◆ Aim of the task
Transcribe each entry. Change nothing.

◆ Given data

PR #3446, opened 2026-04-03
feat(cli): handle non-user owned disconnects (#3443)

bgm-malbeclabs:
## Summary of Changes
This PR adds in a graceful error message when a user tries to disconnect when they don't own the connection

## Testing Verification
* Added unit tests to verify CLI behavior

Closes https://github.com/malbeclabs/doublezero/issues/3443

### DIFF
--- a/client/doublezero/src/command/disconnect.rs
+++ b/client/doublezero/src/command/disconnect.rs
@@ -17,7 +17,7 @@ use doublezero_cli::{
 
 use doublezero_sdk::{
     commands::user::{delete::DeleteUserCommand, get::GetUserCommand, list::ListUserCommand},
-    UserType,
+    GetGlobalStateCommand, UserType,
 };
 
 #[allow(clippy::upper_case_acronyms)]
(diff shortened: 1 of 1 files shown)


client/doublezero/src/command/disconnect.rs
```diff
@@ -79,44 +116,33 @@ impl DecommissioningCliCommand {
                 None => {}
             }
 
+            // Skip oracle-owned users — only the oracle can delete them.
+            // The oracle's orphan cleanup will remove the DZ Ledger user
+            // automatically once the onchain seat becomes inactive.
+            if user.owner != client.get_payer() {
+                spinner.println(format!(
+                    "⚠️  User {pubkey} is managed by an external service (owner: {}). \
```
snormore: If the user is owned by the shred oracle can we tell them in the message here that they should use `doublezero-solana` to `withdraw` if they want to disconnect. Otherwise if owned by somebody user show this message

◆ Answer below
PR #3446, opened 2026-04-03
feat(cli): handle non-user owned disconnects (#3443)

bgm-malbeclabs:
## Summary of Changes
This PR adds in a graceful error message when a user tries to disconnect when they don't own the connection

## Testing Verification
* Added unit tests to verify CLI behavior

Closes https://github.com/malbeclabs/doublezero/issues/3443

### DIFF
--- a/client/doublezero/src/command/disconnect.rs
+++ b/client/doublezero/src/command/disconnect.rs
@@ -17,7 +17,7 @@ use doublezero_cli::{
 
 use doublezero_sdk::{
     commands::user::{delete::DeleteUserCommand, get::GetUserCommand, list::ListUserCommand},
-    UserType,
+    GetGlobalStateCommand, UserType,
 };
 
 #[allow(clippy::upper_case_acronyms)]
(diff shortened: 1 of 1 files shown)


client/doublezero/src/command/disconnect.rs
```diff
@@ -79,44 +116,33 @@ impl DecommissioningCliCommand {
                 None => {}
             }
 
+            // Skip oracle-owned users — only the oracle can delete them.
+            // The oracle's orphan cleanup will remove the DZ Ledger user
+            // automatically once the onchain seat becomes inactive.
+            if user.owner != client.get_payer() {
+                spinner.println(format!(
+                    "⚠️  User {pubkey} is managed by an external service (owner: {}). \
```
snormore: If the user is owned by the shred oracle can we tell them in the message here that they should use `doublezero-solana` to `withdraw` if they want to disconnect. Otherwise if owned by somebody user show this message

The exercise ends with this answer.